Disabled and chronically ill people are vastly overrepresented on waiting lists, and they’re also the groups who have sacrificed the most throughout the pandemic. Some are still shielding, and others started shielding again in the run-up to now cancelled appointments. According to Nuffield Trust, patients rating their satisfaction as 0/10 had already doubled since the start of austerity. COVID compounded this, and now the bank holiday has added fuel to the fire, too. The very people who missed out the most, made sacrifices that most non-disabled folks can barely conceive, now have been dished another dose of medical trauma - all for the pomp of a public period of mourning.

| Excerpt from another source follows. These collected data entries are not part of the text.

PR #1695, opened 2021-05-04
Added ESC key binding

sadakchap:
when adding new row, added ESC key binding to cancel add new row

### DIFF
--- a/src/dashboard/Data/Browser/DataBrowser.react.js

Whilst much of the general public mourned the Queen,
many others were mourning the hope that their conditions were finally set to improve. Mentally, psyching yourself up for an operation can take months, so I can only imagine the pain of having it snatched away so close to the apparent finish line. There is no ethical justification in having further delayed life-improving treatments just to mourn someone who has already passed. Whether you loved the Queen and what the monarchy stands for, or you see it as a relic of a bygone colonial era, the material conditions that many ill folks are living under are surely more important. In fact, support for the monarchy overall is waning in recent years. According to polling published recently in the Guardian, less than half of young people support a monarchy; 47% even with the temporary pity boost that the institution has received in the wake of Queen Elizabeth’s death, and 33% beforehand. Support is waning amongst older demographics too, but at a slower rate.

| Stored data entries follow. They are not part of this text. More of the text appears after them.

PR #1697, opened 2021-05-05
Cloning Rows

sadakchap:
- disabled clone option for standard classes like _User, _Session, _Installation, etc
- providing a way to edit clone row when this operation is getting failed due to error 137: Error code indicating that a unique field was given a value that is already taken.

cloneOS


davimacedo:
@sadakchap thanks for the PR! I think we don't need to disable it for standard class but use the same process of editing the unique values instead. What do you think?

sadakchap:
Sure @davimacedo , updated the pr for that.

davimacedo:
@sadakchap could you please resolve the conflicts?

davimacedo (approved):
It looks good to me. @dplewis @TomWFox @mtrezza thoughts?

mtrezza:
What is the UI flow in case 2 rows are cloned, one row fails; does that mean that 1 row is already saved and the other one is pending for editing?

In the video is not clear how you complete editing, as there are no buttons like "Clone", "Cancel". I assume you hit enter to save the pending row, or does it auto-try to save after every edit?

sadakchap:
> What is the flow in case 2 rows are cloned, one row fails; does that mean that 1 row is already saved to the Db and the other one is pending for editing?

I think, it will show both of the rows for editing, which not good. maybe we can check for each error in response array & then display

> In the video is not clear how you complete editing, as there are no buttons like "Clone", "Cancel". I assume you hit enter to save the pending row, or does it auto-try to save after every edit?

It is auto-saving, just like any other rows.

> Maybe you want to add the buttons like we have for adding a row, so the user can choose on a per row basis which pending row to save or to cancel.

ok, I like the idea. I will try that.

mtrezza:
> I think, it will show both of the rows for editing, which not good. maybe we can check for each error in response array & then display

In case some of multiple rows in a clone operation succeed and some fail, what would the expected behavior be? Should some rows already be saved to the DB while others can be cloned / canceled on a per row basis? Or should the whole clone op be pending, even for rows that could be cloned successfully?

sadakchap:
> > I think, it will show both of the rows for editing, which not good. maybe we can check for each error in response array & then display
> 
> In case some of multiple rows in a clone operation succeed and some fail, what would the expected behavior be? Should some rows already be saved to the DB while others can be cloned / canceled on a per row basis? Or should the whole clone op be pending, even for rows that could be cloned successfully?

@mtrezza , updated the pr. Now this is its behaviour "some rows already be saved to the DB while others can be cloned / canceled on a per row basis".
Some rows which are cloned successfully - they are saved to DB & added to data part of state(for UI updation part)
some rows which fail - they are NOT saved to DB, and are left for clone option.

sadakchap:
Now, the flow is something like this
finalCloneOS

mtrezza:
That is pretty sweet! What happens if a row does not have a conflict, as mentioned earlier? Will it be saved, with just the conflicting rows pending?

sadakchap:
> * What happens if a row does not have a conflict, as mentioned earlier? Will it be saved, with just the conflicting rows pending?

It will be saved, and only conflicting rows will be left pending for editing.

> * What happens if there are 100 rows conflicting? How can one cancel all pending rows?

right now, we don't have any way to cancel all pending rows at once. Maybe we can add Esc key binding for cancelling all pending rows. Please let me know what you think about "adding Esc key binding for cancelling all pending rows".

mtrezza:
> Please let me know what you think about "adding Esc key binding for cancelling all pending rows".

Let's see...

- It's a significant action for a simple keystroke, but if there was a confirmation dialog, that could compensate this imbalance.

- In UI design, a key is usually bound to a UI element. The UI is actually in a "cloning modal state" while there are pending rows, as a result of an ongoing but interrupted cloning operation.

Maybe an intuitive solution would be to add a new temporary menu item like "Cloning" that contains sub items:
- Cancel all pending rows

That would be extensible with other items in the future, like to explicitly save all non-conflicting rows, which currently happens automatically, but may not be desired in cases where a user wants cloning to fail for *every* row if there are conflicts in *any* row.

sadakchap:
> Maybe an intuitive solution would be to add a new temporary menu item like `Cloning` that contains a sub item `Cancel all pending rows`

Could you please share a screenshot showing exactly where to add `Cancel all pending rows` option?

mtrezza:
Maybe right of the existing `Edit` you could insert a new menu item `Clone` with a sub-item `Cancel all pending...`

sadakchap:
@mtrezza , do we want something like this ?
image

Can we also move "Clone this row" option to "Clone" menu item ?

mtrezza:
> @mtrezza , do we want something like this ?

Yes, that's why I was thinking of.

> Can we also move "Clone this row" option to "Clone" menu item ?

I would not. "Cloning" fits well under "Edit". The "Cloning" menu is a modal menu that is associated the modal UI state. Think a spreadsheet editor; when you edit a Pivot Table the menu changes, because the UI enters a modal state.

sadakchap:
Sure @mtrezza, now it looks like this...

clonefinalist

mtrezza:
Very nice! Exactly what I had in mind, and I assume the modal menu also disappears when all rows are individually cancelled.

@davimacedo What do you think?

sadakchap:
> I assume the modal menu also disappears when all rows are individually cancelled / cloned.

yes, it does!

davimacedo:
@mtrezza it looks even better for me now.

mtrezza:
@davimacedo Did you so a click-through to see whether there are any obvious bugs or should I do it?

davimacedo:
I checked it when I first approved but not after the latest changed you asked.

davimacedo:
I can do it later again.

mtrezza:
I tried to install this branch but I get this error with `npm i`:

```

ERROR in ../node_modules/graphql-language-service-parser/esm/onlineParser.js 81:44
Module parse failed: Unexpected token (81:44)
You may need an appropriate loader to handle this file type, currently no loaders are configured to process this file. See https://webpack.js.org/concepts#loaders
|             : state.rule[state.step];
|         if (state.needsSeperator) {
>             expected = expected && expected?.separator;
|         }
|         if (expected) {
 @ ../node_modules/graphql-language-service-parser/esm/index.js 4:0-57 4:0-57
 @ ../node_modules/codemirror-graphql/mode.js
 @ ../node_modules/graphql-playground-react/lib/components/Playground/SchemaExplorer/SDLEditor.js
 @ ../node_modules/graphql-playground-react/lib/components/Playground/SchemaExplorer/SDLView.js
 @ ../node_modules/graphql-playground-react/lib/components/Playground/GraphQLEditor.js
 @ ../node_modules/graphql-playground-react/lib/lib.js
 @ ./dashboard/Data/ApiConsole/GraphQLConsole.react.js
 @ ./dashboard/Dashboard.js
 @ ./dashboard/index.js
```

mtrezza:
Testing this branch I found the following:

- Cloning a row with a required field that is not filled out results in the cloning op to fail. This also means that the checkboxes are unchecked. If someone is selecting specific rows, then cloning fails, they loose all the effort they put into selecting these rows. Maybe the checkboxes should at least not be unchecked if the op fails.
- Cloning a row in the "User" class seems to succeed in the dashboard, displaying a user with same object ID and username; the cloned row disappears after refreshing the view

sadakchap:
Thanks @mtrezza for feedback, :slightly_smiling_face: 

Updated the pr!

- For required fields, I think we won't be able to add any row without filling required fields (cloning happens after that) for Custom Classes. But for `User` class, the value of password isn't present there and that's why cloning fails due to "required field was not given". Now, added a condition for that as well.
- For refresh button, I think this option will be greyed out, if clone op fails & user won't be able to hit that.

Note: clone rows will be shown only if op fails due to "duplicate error or password missing error".

clonemaybefinal

mtrezza:
In't there a conceptual issue if cloning in user failed, but there was no error dialog? Regardless if why it fails and what the class is, it should never appear to succeed, but actually fail in the background.

sadakchap:
> Isn't there (additionally) a conceptual issue if cloning in User class failed, but there was no error dialog? Regardless why it fails and what the class is, it should never appear to succeed and actually fail in the background.

True, could you please try it again with new commit.

> I also wonder how does this play with #1694, when columns are hidden, not fetched from the server and an object is cloned. I assume cloning happens dashboard side, not server side. If an object is missing field values due to hidden columns, will the cloned object miss these values in the DB? Or is cloning fetching the whole object and then duplicating it? I tried it out and it seems to work, the hidden fields are also cloned, but I haven't looked into the mechanism behind it, maybe they were still cached somewhere.

It will fetch selected rows & then will try to duplicate it.

mtrezza:
I think I found the issue in the user class, actually 2 issues:
1. Cloning a user where no authData is set, works are you described. But it does not work when the user has `authData` set, for example:
  ```
   {
    "anonymous": {
      "id": 1622296206
    }
  }
  ```
  In this case, the row appears to be cloned (incl. same objectID, email, etc) without any error message. On refresh, the row disappears, so it is never saved to the DB.
2. Not sure whether this is related to this PR, but if one column in the `User` class is hidden, the `authData` field shows `(undefined)`, even if a value is set. Only if all columns are shown and the view is reloaded, the `authData` fields display correctly with values.

sadakchap:
> 1. Cloning a user where no authData is set, works are you described. But it does not work when the user has `authData` set,      
>    In this case, the row appears to be cloned (incl. same objectID, email, etc). On refresh, the row disappears, so it is never saved to the DB. The concerning issue is that - again - this all happens without any error message, which indicates bad error handling logic.

Thanks a ton :star_struck: , I was finally able to reproduce this issue. But, It seems like request( when cloning we are making a batch request ) did went well, giving response 200. The request itself is not failing. :confused: 

> 2. Not sure whether this is related to this PR, but if one column in the `User` class is hidden, the `authData` field shows `(undefined)`, even if a value is set. Only if all columns are shown and the view is reloaded, the `authData` fields display correctly with values.

Yes, seems like an issue with https://github.com/parse-community/parse-dashboard/pull/1694 not sure. It works fine at my side.
excludefields

mtrezza:
> Thanks a ton 🤩 , I was finally able to reproduce this issue. But, It seems like request( when cloning we are making a batch request ) did went well, giving response 200. The request itself is not failing. 😕

Strange, could you try to reproduce this without dashboard, for example with a curl request or cloud code? We may need to open an issue in the parse server repo.

sadakchap:
> Strange, could you try to reproduce this without dashboard, for example with a curl request or cloud code? We may need to open an issue in the parse server repo. 
```js
let query = new Parse.Query('_User');

// Request seems to be successful with 200 status
query.equalTo('objectId', 'sd9jnXEG54');
const res = await query.find({ useMasterKey: true });
let toClone=[];
for (const object of res) {
  toClone.push(object.clone());
}
await Parse.Object.saveAll(toClone, { useMasterKey: true });

// We get an error message(Password required) this way
// const res = await query.get('sd9jnXEG54');
// let clonedObj = res.clone();
// clonedObj.save();


```


> From what I understand you are sending the request, the server responds with 200 but the object is not stored?
yes. And request returns new data as well.

mtrezza:
> And request returns new data as well.

But no object is saved to the DB?

sadakchap:
Couple of things regarding creating User object :
1. `username` & `password` is required to create new User object
2. when `authData` is set, then `username` & `password` are **NOT** required to create new User object(I think we are using this in case of 3rd party authentication like facebook, google, etc. These do not share password). When creating an object with `authData` only it automatically creates random username.


> But no object is saved to the DB?

yes, I think so. As after refreshing, that particular row, which was cloned with `authData` set is disappears.

> Are we talking about the same issue? In my case I see the same object ID as the cloned object in the dashboard, which obviously cannot be possible. And when I refresh, the row is gone, because nothing is saved to the DB.

yes, request is returns that object with same `objectId`

mtrezza:
Could you open an issue in the parse server repo for the case of cloning and same obj id is returned? Ideally with a failing test case. So we can fix the issue there before merging this dashboard PR.

sadakchap:
> Could you open an issue in the parse server repo for the case of cloning and same obj id is returned? Ideally with a failing test case. So we can fix the issue there before merging this dashboard PR.

Sure, https://github.com/parse-community/parse-server/issues/7422


> I haven't looked into this, but I think that is expected. Auth data is stored differently in the DB than how it is displayed in the dashboard, which is just a representation. So if you enter no auth data entry (`{}`), no auth data is stored in the DB (not even an empty object) and the representation for "no auth data" is `undefined`.

Interesting! If no `authData` is saved in DB & username & password is not provided. We get new row with random `username`. Sounds good.

mtrezza:
> We get new row with random username & unique objectId

Is that a suggestion or an observation?

sadakchap:
> Is that a suggestion or an observation?

Observation

mtrezza:
> If no authData is saved in DB & username & password is not provided. We get new row with random username & unique objectId.

Generating a random username of a predetermined format seems rather arbitrary and unexpected behavior. It should return an error in my view, because Parse Server is handling the error and execution an action that a developer may not want. If that is really the current behavior of Parse Server, we could rethink that, but that's independent of this dashboard feature.

Going back to the two issues relevant for this PR:

> authData is undefined on that particular row (strange)

I think that is clarified with my explanation above, if not, let's discuss.

> request is returns that new object with same objectId

That should be fixed before implementing this PR because this is a severe bug.

sadakchap:
After [this](https://github.com/parse-community/parse-server/issues/7422) discussion, now I'm thinking does it even make sense to let users clone a `_User` object. As 
- `username` needs to be unique (cloning duplicates it)
- `password` is required but it is never present in dashboard(for obvious reason)
- if `authData` is present, it does not make sense to duplicate(cloning duplicates it) [comment](https://github.com/parse-community/parse-server/issues/7422#issuecomment-865611150)
- other fields are `emailVerified`, `email`, can be duplicated.

What are your thoughts on not letting users clone `_User` object.

mtrezza:
I think it's valid to let one clone a user object. A user object may contain a number of custom fields one wants to clone. I think we just need to understand which built-in fields not to clone.

sadakchap:
> I think it's valid to let one clone a user object. A user object may contain a number of custom fields one wants to clone. I think we just need to understand which built-in fields not to clone.

ya, true. We can remove `username` & `authData` from cloned objects, as we don't want them to get duplicated.

sadakchap:
Updated the pr, now removing `username` & `authData` before saving the cloned User objects. And I think it's ready for review again.

mtrezza:
Tried cloning user and saw:

image

- The username field does not show `(required)` but is blank
- The password field does not show `(required)` but `(hidden)` which looks as if a password was already set, but it is not, so it should show `(required)`, see https://github.com/parse-community/parse-dashboard/pull/1720#issuecomment-865321628

sadakchap:
>see [Showing * for required Columns #1720 (comment)](https://github.com/parse-community/parse-dashboard/pull/1720#issuecomment-865321628)

This https://github.com/parse-community/parse-dashboard/pull/1720 has not been merged to master yet, so it's changes are not here.

mtrezza:
I see, so this issue should self-resolve once both PRs are merged. I will ignore this issue then in this review.

src/dashboard/Data/Browser/BrowserTable.react.js
```diff
@@ -115,6 +115,64 @@ export default class BrowserTable extends React.Component {
         (rowWidth, { visible, width }) => visible ? rowWidth + width : rowWidth,
         this.props.onAddRow ? 210 : 0
       );
+      let editCloneRows = null;
```
mtrezza, line 118: Why `null`?

sadakchap: Initially `null`, as we don't want to render any rows.

mtrezza: Wouldn't it be enough to declare it and check for `undefined`?

```
let editCloneRows;

if (editCloneRows) ...

```

sadakchap: Yes, we can declare it & check for `undefined`. but, I think this variable is going to hold html node element. So, is check necessary here? we can also directly put something like this
``` 
let edilCloneRows;
...
<div>
 {editCloneRows}
</div>
```

mtrezza: Sure, I just wanted to know whether the `= null` is necessary. If not then I suggest to remove it to keep the code simple. There is also another `= null` below.

sadakchap: >  There is also another `= null` below.

Yes, I followed this exact reference. :nerd_face:
I don't think that `=null` is necessary, should I remove it then ?

mtrezza: If it's unnecessary, please remove it. Otherwise one may asume there was a reason why this is set to `null`, which is a distinct value that is different from `undefined`.

sadakchap: Sure, please see https://github.com/parse-community/parse-dashboard/pull/1697/commits/be85c8e6349540ae458c77792b749a7280b98436

mtrezza: The `username` field still is blank instead of `(undefined)`:
image

Will that resolve with merge of #1720 as you [commented](https://github.com/parse-community/parse-dashboard/pull/1697#issuecomment-870164371), or is this a separate issue?

mtrezza:
The `username` field still is blank instead of `(undefined)` when cloning a user:
image

Will that resolve with merge of #1720 as you [commented](https://github.com/parse-community/parse-dashboard/pull/1697#issuecomment-870164371), or is this an issue that needs to be fixed in this PR?

sadakchap:
@mtrezza  thanks for spotting that out :eyes:. Updated the pr :)

src/icons/clone-icon.svg
```diff
@@ -0,0 +1,4 @@
+<?xml version="1.0" encoding="utf-8"?>
```
mtrezza, line 1: Where did you get this clone icon from and what is the icon license?

mtrezza (changes requested):

src/icons/clone-icon.svg
mtrezza: @sadakchap Just pinging in case you missed this comment. We need to be mind the license of the icon, once this is resolved, this PR is ready for merge.

sadakchap: I got this icon from font awesome, [License](https://fontawesome.com/license/free) we are using solid version of their icon

sadakchap: Sure

Parse-Dashboard/parse-dashboard-config.json
```diff
@@ -1,14 +1,133 @@
...
   "apps": [
     {
-      "serverURL": "http://localhost:1338/parse",
-      "appId": "hello",
-      "masterKey": "world",
-      "appName": "",
-      "iconName": "",
-      "primaryBackgroundColor": "",
-      "secondaryBackgroundColor": ""
+      "serverURL": "https://parseapi-homolog.back4app.com",
```
mtrezza, line 4: Please remove this file and I recommend to invalidate all exposed keys and secure your apps.

mtrezza (changes requested):

Parse-Dashboard/parse-dashboard-config.json
sadakchap: Thanks @mtrezza

mtrezza:
I noticed that the `package-lock.json` has been regenerated, but package.json has not been modified.
Can you revert `package-lock.json`? We only regenerate it in a separate PR, to better control any changes.

sadakchap:
> I noticed that the `package-lock.json` has been regenerated, but package.json has not been modified.
> Can you revert `package-lock.json`? We only regenerate it in a separate PR, to better control any changes. See [parse-community/parse-server#7417](https://github.com/parse-community/parse-server/issues/7417).

Sure I can, but it was failing the ci.

mtrezza:
I see. CI should be passing when you merge master into this branch and then just use the package-lock file from master, instead of the merged file.

sadakchap:
@mtrezza I revert `package-lock.json` file, and synced it with `master` branch, but it is still failing the CI :roll_eyes: 

Apart from the failing ci, I think this pr is ready to be reviewed.

mtrezza:
Thanks for letting me know! I'll take a look why the package-lock is causing issues and do a review.

mtrezza:
@sadakchap Could you give me access to this branch? Then I can push the correct package-lock.

sadakchap:
> @sadakchap Could you give me access to this branch? Then I can push the correct package-lock.

Sure, Done! you should get an invite :)

mtrezza:
Thanks @sadakchap, I updated package-lock.json with the file from master and the CI passes now. Could you solve the remaining conflicts, so we can merge this?

sadakchap:
> Thanks @sadakchap, I updated package-lock.json with the file from master and the CI passes now. Could you solve the remaining conflicts, so we can merge this?

Sure, resolved merged conflicts!

sadakchap:
@mtrezza, I have resolved the remaining conflicts. Please let me know if we need more changes :)

mtrezza:
I am looking at it right now and I notice the row height issue. I am now checking whether the issue exists on master - if that is the case, I will merge the fixing PRs first.

src/dashboard/Data/Browser/Browser.react.js
```diff
@@ -773,42 +859,85 @@ class Browser extends DashboardView {
     }
 
     if (isNewObject) {
-      // for dynamically changing required placeholder text for _User class new row object
```
mtrezza, line 776: Was this removed on purpose?

mtrezza (commented):
Just want to make sure these code blocks were removed on purpose.

src/dashboard/Data/Browser/Browser.react.js
```diff
@@ -347,10 +351,6 @@ class Browser extends DashboardView {
   }
 
   addRow() {
-    if (this.props.params.className === '_User') {
```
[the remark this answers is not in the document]
sadakchap: Earlier we had a state variable in Browser component which had list of all required fields. And specifically for `_User` class we were changing it dynamically by mutating this state variable accordingly in `updateRow` function. So, before adding a new row we were reassigning this variable to initial values.

But, now I have moved dynamically changing part to child component  [`BrowserRow.js`](https://github.com/parse-community/parse-dashboard/pull/1697/commits/846bca5d31a0fbc826548d47aa167f0c8e3a6465#diff-7ddbc5db133a2fa635df33b04f527538c31fa2d1890bc6a3c7dbb0d8ba5f82a0R24). So, now we won't need to reassign to initial value.

src/dashboard/Data/Browser/Browser.react.js
sadakchap: Since, dynamically changing required placeholder logic has now moved to child component `BrowserRow`.

Why did we need to move that logic down?

In this pr, we are also giving an option to edit failed cloned rows, having a state variable for keeping list of required field for that class will affect all rows that are in editing mode, i.e, if I fill `username` in first cloned edit row, it will change the placeholder for all of the rows, which is not we wanted. 

Since, each row knew which fields are filled and which are empty and also had required columns. So, I moved that logic down.

src/dashboard/Data/Browser/Browser.react.js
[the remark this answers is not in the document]
mtrezza: Amazing!

src/dashboard/Data/Browser/Browser.react.js
mtrezza: Makes sense

mtrezza (approved):
Thanks for this amazing new feature and your patience. I would say, ready for merge!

As disability crosses every intersect, we have to consider the impact of race and gender here too. Many of the people whose healthcare was being de-prioritised right now for deference to the Queen also have family histories of generational trauma that was inflicted in the name of the Crown, too. Statistics from 2020 reveal that women from an ethnic minority background are more likely to be disabled than their white counterparts. A study from the University of Surrey, led by Dr Emily Williams, found the following: “Those from a South Asian background, at every stage of adulthood, were more likely to experience poor physical functioning and had an increased risk of developing a physical disability than their White counterparts. This ethnic difference was most pronounced in women, with older South Asian women (over the age of 60) being four times more likely to report having a physical disability compared with older White British women of the same age. “The increased risk among South Asians could not be attributed to socioeconomic status or existing major health conditions such as diabetes, which is particularly prevalent among UK South Asian people. “Researchers also found that African Caribbean women had elevated odds of poor physical functioning compared with White British women from middle age onwards, for example, in the older group, with 75% of African Caribbean women reporting poor physical functioning compared with 57% of White British women. The research indicated that socioeconomic status and chronic conditions, in particular obesity and hypertension, may help explain some but not all of the increased risks reported by African Caribbean females.”
Nearly half of children in poverty live with a disabled relative, and one in five workers are also disabled. For every person waiting on treatments or improvement of symptoms, there is an entire support network behind them working overtime to pick up the slack and minimise their suffering until the state picks them back up. Most of us will become disabled at some point in our lives, so this affects every family in the UK in some capacity.